Encouraging to hear of the open data movement, but how can that succeed without effective government legislation?

What can we do as individuals, given companies will work hard to maintain the status quo where they can sell drugs they've spent millions on developing and testing - even if they don't work as claimed (or at all)?

Neil

HAIRBEAR_UK profile image
HAIRBEAR_UKFounder Admin

here is a news article from The Independent, 05 FEBRUARY 2013 -

It indicates the the alltrials.net campaign has grown and is gaining support.

independent.co.uk/life-styl...

GSK to publish clinical trial data for drugs

Pharmaceutical giant shocks medical world by opting to reveal findings of all tests on patients

snippets:

“Britain’s largest pharmaceutical company has stunned the medical world by announcing it would back a campaign to publish all clinical trial results to preserve the safety of medicines.

GlaxoSmithKline (GSK) announced the move eight months after it was hit with a record $3bn (£1.9bn) fine in the US last July, in part for withholding safety data about its best selling diabetes drug, Avandia.

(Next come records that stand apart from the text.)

PR #5124, opened 2022-08-17
Update redfish module for compatibility with VirtualMedia resource location

jixj5:
##### SUMMARY
Update redfish module for compatibility due to redfish spec changes the virtualMedia resource location from Manager to Systems.

##### ISSUE TYPE
- Bugfix Pull Request

##### COMPONENT NAME
redfish

##### ADDITIONAL INFORMATION
Virtual media resource locates on Manager or Systems category.

### DIFF
--- a/changelogs/fragments/5124-compatibility-virtualmedia-resource-location.yaml
+++ b/changelogs/fragments/5124-compatibility-virtualmedia-resource-location.yaml
@@ -1,2 +1,2 @@
-bugfixes:
-  - redfish - for compatibility due to Redfish spec changes the virtualMedia resource location from Manager to Systems, so add command GetVirtualMedia, VirtualMediaInsert and VirtualMediaEject in Systems category(https://github.com/ansible-collections/community.general/pull/5124).
+minor_changes:
+  - redfish - added new command GetVirtualMedia, VirtualMediaInsert and VirtualMediaEject to Systems category due to Redfish spec changes the virtualMedia resource location from Manager to System (https://github.com/ansible-collections/community.general/pull/5124).
--- a/changelogs/fragments/5124-compatibility-virtualmedia-resource-location.yaml
+++ b/changelogs/fragments/5124-compatibility-virtualmedia-resource-location.yaml
@@ -1,0 +1,2 @@
+bugfixes:
+  - redfish - for compatibility due to Redfish spec changes the virtualMedia resource location from Manager to System (https://github.com/ansible-collections/community.general/pull/5124).
--- a/changelogs/fragments/5124-compatibility-virtualmedia-resource-location.yaml
+++ b/changelogs/fragments/5124-compatibility-virtualmedia-resource-location.yaml
@@ -1,2 +1,2 @@
 bugfixes:
-  - redfish - for compatibility due to Redfish spec changes the virtualMedia resource location from Manager to System (https://github.com/ansible-collections/community.general/pull/5124).
+  - redfish - for compatibility due to Redfish spec changes the virtualMedia resource location from Manager to Systems, so add command GetVirtualMedia, VirtualMediaInsert and VirtualMediaEject in Systems category(https://github.com/ansible-collections/community.general/pull/5124).
--- a/plugins/module_utils/redfish_utils.py
+++ b/plugins/module_utils/redfish_utils.py
@@ -2162,11 +2162,15 @@ class RedfishUtils(object):
         result["entries"] = virtualmedia_results
         return result
 
-    def get_multi_virtualmedia(self):
+    def get_multi_virtualmedia(self, resource_type):
         ret = True
         entries = []
 
-        resource_uris = self.manager_uris
+        #  Given resource_type, use the proper URI
+        if resource_type == 'Systems':
+            resource_uris = self.systems_uris
+        elif resource_type == 'Manager':
+            resource_uris = self.manager_uris
 
         for resource_uri in resource_uris:
             virtualmedia = self.get_virtualmedia(resource_uri)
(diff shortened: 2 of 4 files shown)


plugins/module_utils/redfish_utils.py
```diff
@@ -2162,11 +2162,15 @@ def get_virtualmedia(self, resource_uri):
         result["entries"] = virtualmedia_results
         return result
 
-    def get_multi_virtualmedia(self):
+    def get_multi_virtualmedia(self, resource_type):
```
felixfontein, line 2165: For backwards compatibility, there should be a default value:
```suggestion
    def get_multi_virtualmedia(self, resource_type='Manager'):
```

plugins/module_utils/redfish_utils.py
```diff
@@ -2187,8 +2191,12 @@ def _find_empty_virt_media_slot(resources, media_types,
             else:
                 if media_match_strict:
                     continue
-            # if ejected, 'Inserted' should be False
-            if (not data.get('Inserted', False)):
+            # Base on current XCC capability, slot RDOC1/2 and Remote1/2/3/4 are not supported to Insert/Eject.
+            if ("/Systems/1/" in uri or "/Manager/1/" in uri) and ('RDOC' in uri or 'Remote' in uri):
```
felixfontein, line 2195: Is this correct for all kind of Redfish devices out there?

plugins/module_utils/redfish_utils.py
```diff
@@ -2262,7 +2270,7 @@ def virtual_media_insert_via_patch(self, options, param_map, uri, data, image_on
             return response
         return {'ret': True, 'changed': True, 'msg': "VirtualMedia inserted"}
 
-    def virtual_media_insert(self, options):
+    def virtual_media_insert(self, resource_type, options):
```
felixfontein, line 2273: You must add new arguments at the end, otherwise it is impossible to keep backwards compatibility.
```suggestion
    def virtual_media_insert(self, options, resource_type='Manager'):
```

plugins/module_utils/redfish_utils.py
```diff
@@ -2378,14 +2391,19 @@ def virtual_media_eject_via_patch(self, uri, image_only=False):
         return {'ret': True, 'changed': True,
                 'msg': "VirtualMedia ejected"}
 
-    def virtual_media_eject(self, options):
+    def virtual_media_eject(self, resource_type, options):
```
felixfontein, line 2394: Same here.

felixfontein (commented):
Thanks for your contribution. Please add a [changelog fragment](https://docs.ansible.com/ansible/devel/community/collection_development_process.html#creating-a-changelog-fragment). Thanks.

changelogs/fragments/5124-compatibility-virtualmedia-resource-location.yaml
```diff
@@ -0,0 +1,2 @@
+bugfixes:
+  - redfish - for compatibility due to Redfish spec changes the virtualMedia resource location from Manager to System (https://github.com/ansible-collections/community.general/pull/5124).
```
felixfontein, line 2: This PR also adds new features. That is completely missing in this changelog fragment.

plugins/module_utils/redfish_utils.py
jixj5: We may use another way to identify lenovo XCC, like 'Vendor' in /redfish/v1.

plugins/module_utils/redfish_utils.py
jixj5: Thank you for your suggestion, I will update this.

changelogs/fragments/5124-compatibility-virtualmedia-resource-location.yaml
jixj5: Thank you for your suggestion, I will update the changelog fragment.

plugins/module_utils/redfish_utils.py
mraineri: I would also avoid hard coding things like "RDOC" and "Remote" as methods to detect the capability of setting the image. We may need to think of different logic to determine when a slot cannot be modified. I was hoping the `Allow` HTTP header would be able to tell us this, but it seems like you can PATCH other properties on this type of virtual media resource. I'll ask around if we can think of more hardened logic for this.

changelogs/fragments/5124-compatibility-virtualmedia-resource-location.yaml
felixfontein: New features must be listed in the `minor_changes` category.

plugins/module_utils/redfish_utils.py
```diff
@@ -2187,8 +2201,12 @@ def _find_empty_virt_media_slot(resources, media_types,
             else:
                 if media_match_strict:
                     continue
-            # if ejected, 'Inserted' should be False
-            if (not data.get('Inserted', False)):
+            # Base on current Lenovo server capability, filter out slot RDOC1/2 and Remote1/2/3/4 which are not supported to Insert/Eject.
+            if vendor == 'Lenovo' and ('RDOC' in uri or 'Remote' in uri):
```
mraineri, line 2205: I'm still working to see if there are alternatives to this type of inspection. I'm not coming up on much at the moment though, so this may be the only path forward.

mraineri: Unfortunately I'm not finding other good alternatives, so this is the best we can work with at this time.

mraineri:
shipit

felixfontein:
@jixj5 @panyy3 thanks for your contribution!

In all, 26 drug companies – including eight of the 10 biggest global players – have racked up fines of more than $11bn (£7bn) in the last three years after having been found to have acted dishonestly.

The results of clinical trials, most of which are funded by the drug industry, are frequently withheld when they deliver disappointing results. This distorts the evidence base and raises doubts about the safety of medicines that are available on the market.”

“The alltrials.net campaign has grown rapidly since publication of Bad Pharma four months ago, winning the backing of the Medical Research Council and the Wellcome Trust. The Commons Science and Technology Committee has announced an inquiry into missing trials.

The latest target of the campaigners is the Swiss multinational Roche, which has been accused by the British Medical Journal of sitting on trial data for its flu treatment, Tamiflu, which governments around the world have stockpiled against a possible pandemic at a cost of billions of pounds.

GSK also said it intends to publish details of trials for all approved medicines dating back to its formation in 2000.”

From Wikipedia en.wikipedia.org/wiki/Bad_P...

"Bad Pharma: How Drug Companies Mislead Doctors and Harm Patients is a book by British physician and academic Ben Goldacre about the pharmaceutical industry, its relationship with the medical profession, and the extent to which it controls academic research into its own products.[1] The book was first published in September 2012 in the UK by the Fourth Estate imprint of HarperCollins. It was published in the United States in February 2013 by Faber and Faber.

AussieNeil profile image
AussieNeilPartnerAdministrator in reply toHAIRBEAR_UK

That's ground breaking news - makes it harder for other companies to stick with the old ways. Impressive fines too!